Temat emerytur pojawia się w programie Roberta Biedronia, Andrzeja Dudy i Władysława Kosiniaka-Kamysza. Pierwszy z wymienionych postuluje wzrost minimalnej emerytury: „Nikt nie będzie miał emerytury niższej niż 1600 złotych na rękę. Dziś prawie milion z naszych rodziców i dziadków żyje za mniej niż tysiąc złotych miesięcznie. To nie jest godne życie. Mój cel to ustanowienie gwarantowanej emerytury minimalnej na poziomie 1600 zł miesięcznie, którą przed paroma dniami odrzucił rząd do spółki z częścią opozycji”, czytamy w programie Biedronia. Dalej postuluje, aby wysokość emerytury zależała od wzrostu płacy minimalnej oraz chce, aby wprowadzono tzw. rentę wdowia, czyli zachowanie prawa do emerytury po zmarłym małżonku.

Emerytura bez podatku to z kolei hasło Kosiniaka-Kamysza. Uważa on, że emeryci już swoje podatki zapłacili, a zmiana przyniesie im średnio o 250 zł więcej co miesiąc. Lider PSL-u chce również, aby emerytura rolnicza nie była uzależniona od przekazania gospodarstwa.
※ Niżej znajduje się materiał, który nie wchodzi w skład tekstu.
PR #207, opened 2018-08-07
Remove an extraneous comments from the iOS setup docs

noahsark769:
This comment was left there from the default cocoapods-generated Podfile, so it can now be removed.


passy:
Good catch. Thanks!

W programie Kosiniaka-Kamysza czytamy również, że już około 770 tys. emerytów zdecydowało się kontynuować pracę po osiągnięciu wieku przejścia na emeryturę.  Tym samym polityk chce, aby zwolnić emerytów z podatku dochodowego. „Jest to pozytywne zjawisko, które najczęściej jest jednak spowodowane bardzo niskimi emeryturami, które zmuszają do tzw. „dorabiania do emerytury”, mówi lider PSL.

W programach wspomnianych kandydatów znalazły się również obietnice emerytur stażowych, także Andrzeja Dudy, które pozwalałyby na przejście na emeryturę kobietom po przepracowaniu 35 lat, a mężczyznom po 40 latach stażu.

Górnicy

Szymon Hołownia w swoim programie wyborczym postuluje odejście od energetyki węglowej. „Musimy chronić górników, gwarantując im bezpieczne warunki tej zmiany, ale nie kopalnie. Te powinny zostać zamknięte do 2050 r.”, tak stawia sprawę publicysta.
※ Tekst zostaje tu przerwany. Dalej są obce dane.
Issue #101, opened 2018-06-25
Openssl implementations creating .srl in wrong location (Permission Denied)


linseanyu:
I can't see Layout Inspector and Network Inspector in Sonar Mac app even when I run (Sonar/iOS/Sample)this sample project .I can only see Logs on it . 
![2018-06-25 8 23 35](https://user-images.githubusercontent.com/40568003/41850010-ab677b68-78b5-11e8-9c68-048c38acc827.png)

priteshrnandgaonkar:
bytw did u build sonar desktop app from the repo or downloaded from fbsonar.com?

linseanyu:
@priteshrnandgaonkar Thank you so much for helping . I've tried them both. But it's the same. I can only see Logs plugin there

noahsark769:
I also can't see the layout or network plugin in the Sonar desktop app (this is the case for master and for the download from fbsonar.com)

danielbuechele:
Sonar is currently not working with physical iOS devices. Simulator devices should work. Are you trying  to test it with our sample app or integrate it into your own apps?
Can you open the dev tools in Sonar (CMD+Option+I) and post any errors that are logged to the console?

noahsark769:
@danielbuechele this is with the sample app. There doesn't seem to be any info in the console, other than the fact that some Android things are failing (I think is because I don't have the Android SDK installed):

![image](https://user-images.githubusercontent.com/1168853/42129956-d1dc009e-7c88-11e8-9532-0d974c067128.png)

noahsark769:
Not sure what happened, but I can see the layout and network inspectors now. @linseanyu can you reproduce this anymore?

mengxiangyue:
I also cant see them, but i get this error.
![image](https://user-images.githubusercontent.com/1563329/42610287-64c5c56e-85c3-11e8-9b46-8822a59169e3.png)

erawhctim:
I'm seeing the same behavior on my end: 
<img width="539" alt="screen shot 2018-07-14 at 4 15 33 pm" src="https://user-images.githubusercontent.com/6600919/42728126-36e2963a-8781-11e8-9019-11ce94b8be64.png">

It looks like some permissions issue related to SSL? any thoughts?

jknoxville:
It looks like it's unable to open the serial file used for generating certificates, though it shouldn't really be creating that in your home directory.

[...]

PR #227, opened 2018-08-14
Explicitly specify serial filename to openssl

erawhctim:
Manually add `serial.srl` as the `CAserial` param to `openssl`. This
fixes a permissions issue when generating certificates, which fixes some
of the issues explained in #101.

### DIFF
--- a/src/utils/CertificateProvider.js
+++ b/src/utils/CertificateProvider.js
@@ -601,7 +601,6 @@ export default class CertificateProvider {
       .then(_ =>
         openssl('req', {
           new: true,
-          CAserial: getFilePath('server.srl'),
           key: serverKey,
           out: serverCsr,
           subj: serverSubject,
--- a/src/utils/CertificateProvider.js
+++ b/src/utils/CertificateProvider.js
@@ -27,6 +27,7 @@ const caKey = getFilePath('ca.key');
 const caCert = getFilePath('ca.crt');
 const serverKey = getFilePath('server.key');
 const serverCsr = getFilePath('server.csr');
+const serverSrl = getFilePath('server.srl');
 const serverCert = getFilePath('server.crt');
 
 // Device file paths
@@ -168,6 +169,7 @@ export default class CertificateProvider {
         CA: caCert,
         CAkey: caKey,
         CAcreateserial: true,
+        CAserial: serverSrl,
       });
     });
   }
@@ -599,6 +601,7 @@ export default class CertificateProvider {
       .then(_ =>
         openssl('req', {
           new: true,
+          CAserial: getFilePath('server.srl'),
           key: serverKey,
           out: serverCsr,
           subj: serverSubject,
@@ -611,6 +614,7 @@ export default class CertificateProvider {
           CA: caCert,
           CAkey: caKey,
           CAcreateserial: true,
+          CAserial: serverSrl,
           out: serverCert,
         }),
       )


jknoxville:
Hey @erawhctim I know I originally suggested using this, but after testing this it and it turns out it doesn't work with LibreSSL. I expected LibreSSL to conform to the openssl interface but this isn't the case for -CASerial: `unknown option -CAserial`

So we can't actually ship this as is. At the moment we don't have any logic to detect the openssl implementation and do something differently, and if possible it would be good to avoid that, though it is an option.

The strange thing is that the openssl docs say that the default location of the serial file used is the same directory as where the cert will go: https://www.openssl.org/docs/man1.0.2/apps/x509.html so it shouldn't actually be necessary at all.

But in your case that isn't happening. I wonder if you have any openssl.conf file that overrides this or something. Another option for you would be to make sure that you have r+w permissions on that file in `~/`

erawhctim:
@jknoxville Interesting! Thanks for the info. I can poke around and see, though I'm not very familiar with openssl at all so I'm not sure what I'd be looking for in a config file.

erawhctim:
@jknoxville That makes sense (saw the other issue that got opened). I can update this PR and take a stab at creating a way to check the openssl impl. from `openssl version`; I'm not sure of a better way to check for that sort of thing..

erawhctim:
@jknoxville Do you guys have a README/guide or any tips on getting an IDE setup to build/debug Sonar locally? I'm working through the changes discussed above (and currently debugging in the Chrome web tools within Electron) but its a pretty slow/manual process

jknoxville:
Hey @erawhctim that's a good point, I think all we have is this at the moment: https://fbflipper.com/docs/js-setup.html#working-on-the-core

I can write some docs up if you find this helpful. Below is my workflow:

I use Nuclide, which has built-in flow support, however this has recently been retired from open source. I haven't tried it with VSCode or Sublime but I would imagine they should be fine too. I highly recommend using an editor with flow support to highlight type errors etc without having to run the app.

You can also manually run `flow` or `yarn run flow` to type check everything, if for example you change an interface.

It should work with source maps enabled in electron, so you can at least use the un-minified code in the chrome debugger. Whenever I need to use breakpoints and step through code I use chrome dev tools like this, which works fine as far as I'm concerned.

I just tired out of curiosity and was able to connect Nuclide's debugger to Node by just entering port 9222, but it was using the bundled file rather than the original source files, not sure how easy that is to fix.

Typically I run yarn start, leave the app running, and the app should automatically refresh as you save JS files. If it doesn't, Cmd-R will refresh electron and load the latest code quickly - you don't need to close and reopen the app.

For completeness, we also have `yarn test` and `yarn test-electron` to run the tests.

Happy to answer anything more specific, I'm not sure which parts you're finding slow/manual.

@danielbuechele may have some more tips.

erawhctim:
@jknoxville that's incredibly helpful, thanks so much. I'll give this a try and report back with specific issues if I come across them

erawhctim:
@jknoxville making some progress now. I'm able to detect the openssl implementation via `openssl version`, but I also revisited my original commit and modified it slightly. 

I originally was manually specifying the `CAserial` param for the openssl `req` command, but I've updated it to only do that for the openssl `x509` commands, which _appears_ to be working perfectly (for the LibreSSL implementation). 

That leads me to two questions:
- Do we still need to conditionally add that param based on openssl implementation?
- What other implementations do we need to support, and how can we install and verify those?

src/utils/CertificateProvider.js
```diff
@@ -599,6 +601,7 @@ export default class CertificateProvider {
       .then(_ =>
         openssl('req', {
           new: true,
+          CAserial: getFilePath('server.srl'),
```
jknoxville: I think you're right that we just needed to take this arg out of the 'req' calls, and leave it in the 'x509' ones.
This one appears to be still left, but when I remove it, everything is fine - I don't think there were any differences in expected parameters between versions after all.

If you can confirm that with this change, it still works for you then we'll be good to go!
To do that, the easiest way is to wipe `~/.flipper`, which will force another cert exchange.

```suggestion
```

jknoxville:
That's great news @erawhctim , I've put a comment on the PR, I think maybe you forgot to include the change. Looks like we'll finally get this resolved!

Since I think it was us making the mistake of thinking the different implementations take different parameters, I don't think we'll need any version switch, and I also don't think we need to test on other versions, since the main docs specify this parameter: https://www.openssl.org/docs/man1.0.2/man1/x509.html

src/utils/CertificateProvider.js
erawhctim: Ah, great catch - left this in from the first time. Thanks!
Removing that doesn't change the behavior, seems to work expected 👍

erawhctim:
@jknoxville Agreed - this should put this issue to rest (finally 🙌). 

Thanks again for your help! Now I can finally get moving on my Realm DB plugin.

jknoxville:
Awesome, were always keen to hear about externally developed plugins, feel free to reach out if you need any guidance!

erawhctim:
Will do - I'm sure there are other issues and questions I'll come up with along the way.

@jknoxville For comments and questions that aren't necessarily _directly_ related to isssues/bugs with Flipper, do you have a preferred method of communication? Twitter page? New github issues with a specific label/naming convention? Public slack/discord/etc? Would love to pick your brain (and others on the team) with questions without being a PITA.

jknoxville:
Thanks for asking @erawhctim 
For quick questions, we have a twitter page you can use: https://twitter.com/flipper_fb
For discussions or more involved questions then filing an issue with the question label is probably the way to go.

Nie jest jednak w swojej opinii odosobniony. Biedroń w programie podał, że na zorganizowanym przez niego w przyszłości szczycie klimatycznym pokaże plan odchodzenia od węgla, który będzie wzorem dla reszty europejskich państw.

Mniej posłów

W programach wyborczych padły również pomysły ograniczenia liczby posłów zasiadających w Sejmie. Ograniczenie liczby posłów o połowę to pomysł Krzysztofa Bosaka. „Taka liczba w dalszym ciągu zapewni polskiemu parlamentowi reprezentatywność, a pozwoli znacząco zwiększyć efektywność pracy posłów i skupiać w większym stopniu rzeczywistą elitę polityczną. Jednocześnie pozwoli to ograniczyć koszty funkcjonowania parlamentu i wyeliminować z Sejmu tych posłów, których funkcja sprowadza się obecnie do bycia statystami zwycięskich partii politycznych i bezmyślnego głosowania zgodnie z wytycznymi partyjnych liderów”, mówi przedstawiciel Konfederacji.

Na podobny pomysł wpadł Marek Jakubiak, który również postuluje zmniejszenie o połowę.

Podwyżki dla służby zdrowia

Wyższe płace dla pracowników służby zdrowia to postulat między innymi Kosiniaka-Kamysza, który chce, aby wynagrodzenia zatrudnionych w placówkach medycznych wzrosły o co najmniej 30 proc. medycznych. „Dobrze opłacani pracownicy nie będą zmuszeni brać dodatkowych dyżurów, żeby utrzymać swoja rodzinę  i  nie będą musieli emigrować zarobkowo za granicę”, głosi polityk. Dodatkowo lider PSL chce, aby zniesiono limity przyjęć na studia na kierunkach medycznych oraz specjalizacjach lekarskich, a także „upraktyczniono” program specjalizacji.

Mimo starć na linii rząd-lekarze dofinansowania służby zdrowia chce również obecny prezydent. „Odkąd zostałem prezydentem, nakłady na służbę zdrowia urosły z 77 mld zł w 2015 r. do 104 mld zł w ubiegłym roku. Jednak system wciąż wymaga poprawy. Dodatkowe 3 mld zł z zaproponowanego przeze mnie Funduszu Medycznego będą przeznaczone na leczenie onkologiczne oraz chorób rzadkich nie tylko w Polsce, ale również za granicą”, o czym mówi w Planie Dudy. 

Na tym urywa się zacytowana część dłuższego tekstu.